这不是关于 len(X_train) != len(y_train)。

Split the data into equal size for training and testing(validation). Make sure that the input data size is even. If not try to trim the data by omitting the last observation in the input data.

将数据拆分为相同大小的训练和测试(验证)。确保输入数据大小均匀。如果没有尝试通过省略输入数据中的最后一个观察来修剪数据。

train_test_split(X,y, test_size = 0.5, random_state=42)

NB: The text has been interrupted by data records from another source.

PR #13681, opened 2020-09-23
[libtins] Update to version 4.3

cnbatch:
Update `libtins` to version 4.3 and enables C++11 support.

### DIFF
--- a/ports/libtins/portfile.cmake
+++ b/ports/libtins/portfile.cmake
@@ -3,8 +3,8 @@ include(vcpkg_common_functions)
 vcpkg_from_github(
     OUT_SOURCE_PATH SOURCE_PATH
     REPO mfontanini/libtins
-    REF v4.2
-    SHA512 46d07712604c780e418135c996f195046fd85a9e1411962c9bcee3c8d0fc64f494aa50164236ffd1e77ff8a398e9617bbf040b3e01a5771c5621c0faa1ce312f
+    REF v4.3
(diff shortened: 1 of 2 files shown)


ports/libtins/portfile.cmake
```diff
@@ -21,6 +21,7 @@ vcpkg_configure_cmake(
     OPTIONS
         -DLIBTINS_BUILD_SHARED=${LIBTINS_BUILD_SHARED}
         -DLIBTINS_ENABLE_PCAP=${ENABLE_PCAP}
+        -DLIBTINS_ENABLE_CXX11=1
```
JackBoosY, line 24: This requires a judgment, if the current compiler does not support c11, we should not add this parameter.
See https://github.com/microsoft/vcpkg/pull/12612/commits/a11b055c3a1989ee87b1f4a4ee5046d37d1fc105

JackBoosY (changes requested):

ports/libtins/portfile.cmake
cnbatch: It's not C11.

cnbatch: As I mentioned in comment, this option is for C++11 (ISO/IEC 14882:2011) only. If a compiler supports vcpkg (Visual Studio 2015 Update 3 or greater / g++ >= 6), it's also supports this option too.
C11 (ISO/IEC 9899:2011) is irrelevant to this option here.

cnbatch (commented):
C++11 is not C11. They're not the same.

ras0219-msft:
LGTM, thanks for the PR!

train_test_split(X,y, test_size = 0.5, random_state=42)

This is working for me.

这对我有用。

回答by kon psych

The problem in this case is on this line

在这种情况下的问题是在这一行

validation_labels = np.array([0] * (nb_train_samples // 8) + [1] * (nb_train_samples // 8) + [2] * (nb_train_samples // 8) + [3] * (nb_train_samples // 8) + [4] * (nb_train_samples // 8) + [5] * (nb_train_samples // 8) + [6] * (nb_train_samples // 8) + [7] * (nb_train_samples // 8))

there is certainly a better way of writing this since now every occurence of nb_train_samplesshould be replaced with nb_validation_samples

肯定有更好的写法,因为现在每个出现的nb_train_samples都应该替换为nb_validation_samples

回答by 0x539

I know you have an answer but for other travelers make sure your train data is divisible by your batch_size.

我知道您有答案,但对于其他旅行者,请确保您的火车数据可被您的 batch_size 整除。